Restate each entry below without changing a word.

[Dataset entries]

====

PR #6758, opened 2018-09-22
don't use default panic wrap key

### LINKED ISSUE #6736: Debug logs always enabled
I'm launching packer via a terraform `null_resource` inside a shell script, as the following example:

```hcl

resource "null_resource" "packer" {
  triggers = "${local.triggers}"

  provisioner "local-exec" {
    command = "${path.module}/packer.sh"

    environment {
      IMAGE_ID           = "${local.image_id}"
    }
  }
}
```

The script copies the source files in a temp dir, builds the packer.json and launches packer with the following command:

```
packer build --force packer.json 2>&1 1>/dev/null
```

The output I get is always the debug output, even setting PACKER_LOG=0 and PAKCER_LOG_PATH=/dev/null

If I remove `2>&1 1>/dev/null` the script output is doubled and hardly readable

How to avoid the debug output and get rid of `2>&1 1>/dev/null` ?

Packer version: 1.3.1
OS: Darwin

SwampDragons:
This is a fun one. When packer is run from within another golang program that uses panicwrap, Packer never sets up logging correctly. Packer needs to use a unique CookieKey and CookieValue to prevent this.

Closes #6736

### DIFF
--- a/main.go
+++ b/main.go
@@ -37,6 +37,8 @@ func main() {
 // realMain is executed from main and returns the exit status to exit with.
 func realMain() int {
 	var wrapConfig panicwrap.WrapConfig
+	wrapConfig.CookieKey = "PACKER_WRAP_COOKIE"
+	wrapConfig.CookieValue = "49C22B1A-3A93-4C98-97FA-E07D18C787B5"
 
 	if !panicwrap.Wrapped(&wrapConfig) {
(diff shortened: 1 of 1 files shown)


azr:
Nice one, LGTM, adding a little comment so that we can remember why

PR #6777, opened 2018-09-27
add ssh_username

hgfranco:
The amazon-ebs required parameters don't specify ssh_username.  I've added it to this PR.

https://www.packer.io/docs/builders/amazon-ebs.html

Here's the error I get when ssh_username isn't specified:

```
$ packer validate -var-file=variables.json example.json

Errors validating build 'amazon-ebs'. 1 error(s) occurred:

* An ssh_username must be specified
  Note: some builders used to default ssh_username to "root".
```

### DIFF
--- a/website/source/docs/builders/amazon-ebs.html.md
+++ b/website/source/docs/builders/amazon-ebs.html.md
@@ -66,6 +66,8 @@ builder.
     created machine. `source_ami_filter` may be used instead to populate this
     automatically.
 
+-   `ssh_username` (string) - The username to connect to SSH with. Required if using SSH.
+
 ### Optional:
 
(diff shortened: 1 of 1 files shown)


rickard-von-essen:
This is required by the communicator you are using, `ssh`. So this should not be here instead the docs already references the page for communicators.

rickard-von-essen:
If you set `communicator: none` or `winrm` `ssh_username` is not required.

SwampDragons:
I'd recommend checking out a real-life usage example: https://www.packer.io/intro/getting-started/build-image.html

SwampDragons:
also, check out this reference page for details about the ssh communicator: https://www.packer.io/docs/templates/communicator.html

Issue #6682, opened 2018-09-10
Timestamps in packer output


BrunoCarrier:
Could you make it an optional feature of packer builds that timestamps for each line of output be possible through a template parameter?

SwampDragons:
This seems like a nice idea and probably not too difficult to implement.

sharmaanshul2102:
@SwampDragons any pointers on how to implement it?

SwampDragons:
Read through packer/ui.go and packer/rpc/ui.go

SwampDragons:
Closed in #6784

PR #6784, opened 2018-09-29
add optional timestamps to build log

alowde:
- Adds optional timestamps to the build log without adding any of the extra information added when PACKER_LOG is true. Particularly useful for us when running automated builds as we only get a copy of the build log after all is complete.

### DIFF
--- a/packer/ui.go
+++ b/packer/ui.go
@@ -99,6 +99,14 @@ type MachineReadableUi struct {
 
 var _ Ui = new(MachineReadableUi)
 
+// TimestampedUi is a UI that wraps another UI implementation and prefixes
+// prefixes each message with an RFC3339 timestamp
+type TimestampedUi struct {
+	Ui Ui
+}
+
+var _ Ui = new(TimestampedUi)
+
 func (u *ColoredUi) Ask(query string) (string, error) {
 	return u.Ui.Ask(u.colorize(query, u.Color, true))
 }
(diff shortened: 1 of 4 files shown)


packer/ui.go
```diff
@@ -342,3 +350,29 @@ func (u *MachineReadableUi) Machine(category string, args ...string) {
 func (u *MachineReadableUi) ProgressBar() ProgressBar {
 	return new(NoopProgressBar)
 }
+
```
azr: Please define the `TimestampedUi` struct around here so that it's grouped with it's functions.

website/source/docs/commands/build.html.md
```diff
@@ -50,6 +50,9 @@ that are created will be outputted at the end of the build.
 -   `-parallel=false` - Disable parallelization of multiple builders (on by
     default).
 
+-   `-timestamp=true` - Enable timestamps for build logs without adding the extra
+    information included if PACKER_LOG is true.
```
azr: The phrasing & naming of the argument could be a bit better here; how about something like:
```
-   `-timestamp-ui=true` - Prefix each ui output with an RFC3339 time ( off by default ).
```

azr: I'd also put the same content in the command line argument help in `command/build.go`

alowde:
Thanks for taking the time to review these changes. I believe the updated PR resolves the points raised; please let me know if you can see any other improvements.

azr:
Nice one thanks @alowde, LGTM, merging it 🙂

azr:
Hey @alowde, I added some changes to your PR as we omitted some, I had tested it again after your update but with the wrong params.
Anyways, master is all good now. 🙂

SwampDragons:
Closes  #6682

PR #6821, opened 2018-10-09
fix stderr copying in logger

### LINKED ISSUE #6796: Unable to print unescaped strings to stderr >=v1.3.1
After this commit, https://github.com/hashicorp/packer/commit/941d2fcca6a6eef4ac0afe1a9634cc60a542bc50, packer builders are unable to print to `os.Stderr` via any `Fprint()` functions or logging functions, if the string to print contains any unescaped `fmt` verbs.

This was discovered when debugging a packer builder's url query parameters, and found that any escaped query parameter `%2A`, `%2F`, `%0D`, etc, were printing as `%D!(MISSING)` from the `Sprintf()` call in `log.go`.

====

[RESULT OF THIS TASK]
PR #6758, opened 2018-09-22
don't use default panic wrap key

### LINKED ISSUE #6736: Debug logs always enabled
I'm launching packer via a terraform `null_resource` inside a shell script, as the following example:

```hcl

resource "null_resource" "packer" {
  triggers = "${local.triggers}"

  provisioner "local-exec" {
    command = "${path.module}/packer.sh"

    environment {
      IMAGE_ID           = "${local.image_id}"
    }
  }
}
```

The script copies the source files in a temp dir, builds the packer.json and launches packer with the following command:

```
packer build --force packer.json 2>&1 1>/dev/null
```

The output I get is always the debug output, even setting PACKER_LOG=0 and PAKCER_LOG_PATH=/dev/null

If I remove `2>&1 1>/dev/null` the script output is doubled and hardly readable

How to avoid the debug output and get rid of `2>&1 1>/dev/null` ?

Packer version: 1.3.1
OS: Darwin

SwampDragons:
This is a fun one. When packer is run from within another golang program that uses panicwrap, Packer never sets up logging correctly. Packer needs to use a unique CookieKey and CookieValue to prevent this.

Closes #6736

### DIFF
--- a/main.go
+++ b/main.go
@@ -37,6 +37,8 @@ func main() {
 // realMain is executed from main and returns the exit status to exit with.
 func realMain() int {
 	var wrapConfig panicwrap.WrapConfig
+	wrapConfig.CookieKey = "PACKER_WRAP_COOKIE"
+	wrapConfig.CookieValue = "49C22B1A-3A93-4C98-97FA-E07D18C787B5"
 
 	if !panicwrap.Wrapped(&wrapConfig) {
(diff shortened: 1 of 1 files shown)


azr:
Nice one, LGTM, adding a little comment so that we can remember why

PR #6777, opened 2018-09-27
add ssh_username

hgfranco:
The amazon-ebs required parameters don't specify ssh_username.  I've added it to this PR.

https://www.packer.io/docs/builders/amazon-ebs.html

Here's the error I get when ssh_username isn't specified:

```
$ packer validate -var-file=variables.json example.json

Errors validating build 'amazon-ebs'. 1 error(s) occurred:

* An ssh_username must be specified
  Note: some builders used to default ssh_username to "root".
```

### DIFF
--- a/website/source/docs/builders/amazon-ebs.html.md
+++ b/website/source/docs/builders/amazon-ebs.html.md
@@ -66,6 +66,8 @@ builder.
     created machine. `source_ami_filter` may be used instead to populate this
     automatically.
 
+-   `ssh_username` (string) - The username to connect to SSH with. Required if using SSH.
+
 ### Optional:
 
(diff shortened: 1 of 1 files shown)


rickard-von-essen:
This is required by the communicator you are using, `ssh`. So this should not be here instead the docs already references the page for communicators.

rickard-von-essen:
If you set `communicator: none` or `winrm` `ssh_username` is not required.

SwampDragons:
I'd recommend checking out a real-life usage example: https://www.packer.io/intro/getting-started/build-image.html

SwampDragons:
also, check out this reference page for details about the ssh communicator: https://www.packer.io/docs/templates/communicator.html

Issue #6682, opened 2018-09-10
Timestamps in packer output


BrunoCarrier:
Could you make it an optional feature of packer builds that timestamps for each line of output be possible through a template parameter?

SwampDragons:
This seems like a nice idea and probably not too difficult to implement.

sharmaanshul2102:
@SwampDragons any pointers on how to implement it?

SwampDragons:
Read through packer/ui.go and packer/rpc/ui.go

SwampDragons:
Closed in #6784

PR #6784, opened 2018-09-29
add optional timestamps to build log

alowde:
- Adds optional timestamps to the build log without adding any of the extra information added when PACKER_LOG is true. Particularly useful for us when running automated builds as we only get a copy of the build log after all is complete.

### DIFF
--- a/packer/ui.go
+++ b/packer/ui.go
@@ -99,6 +99,14 @@ type MachineReadableUi struct {
 
 var _ Ui = new(MachineReadableUi)
 
+// TimestampedUi is a UI that wraps another UI implementation and prefixes
+// prefixes each message with an RFC3339 timestamp
+type TimestampedUi struct {
+	Ui Ui
+}
+
+var _ Ui = new(TimestampedUi)
+
 func (u *ColoredUi) Ask(query string) (string, error) {
 	return u.Ui.Ask(u.colorize(query, u.Color, true))
 }
(diff shortened: 1 of 4 files shown)


packer/ui.go
```diff
@@ -342,3 +350,29 @@ func (u *MachineReadableUi) Machine(category string, args ...string) {
 func (u *MachineReadableUi) ProgressBar() ProgressBar {
 	return new(NoopProgressBar)
 }
+
```
azr: Please define the `TimestampedUi` struct around here so that it's grouped with it's functions.

website/source/docs/commands/build.html.md
```diff
@@ -50,6 +50,9 @@ that are created will be outputted at the end of the build.
 -   `-parallel=false` - Disable parallelization of multiple builders (on by
     default).
 
+-   `-timestamp=true` - Enable timestamps for build logs without adding the extra
+    information included if PACKER_LOG is true.
```
azr: The phrasing & naming of the argument could be a bit better here; how about something like:
```
-   `-timestamp-ui=true` - Prefix each ui output with an RFC3339 time ( off by default ).
```

azr: I'd also put the same content in the command line argument help in `command/build.go`

alowde:
Thanks for taking the time to review these changes. I believe the updated PR resolves the points raised; please let me know if you can see any other improvements.

azr:
Nice one thanks @alowde, LGTM, merging it 🙂

azr:
Hey @alowde, I added some changes to your PR as we omitted some, I had tested it again after your update but with the wrong params.
Anyways, master is all good now. 🙂

SwampDragons:
Closes  #6682

PR #6821, opened 2018-10-09
fix stderr copying in logger

### LINKED ISSUE #6796: Unable to print unescaped strings to stderr >=v1.3.1
After this commit, https://github.com/hashicorp/packer/commit/941d2fcca6a6eef4ac0afe1a9634cc60a542bc50, packer builders are unable to print to `os.Stderr` via any `Fprint()` functions or logging functions, if the string to print contains any unescaped `fmt` verbs.

This was discovered when debugging a packer builder's url query parameters, and found that any escaped query parameter `%2A`, `%2F`, `%0D`, etc, were printing as `%D!(MISSING)` from the `Sprintf()` call in `log.go`.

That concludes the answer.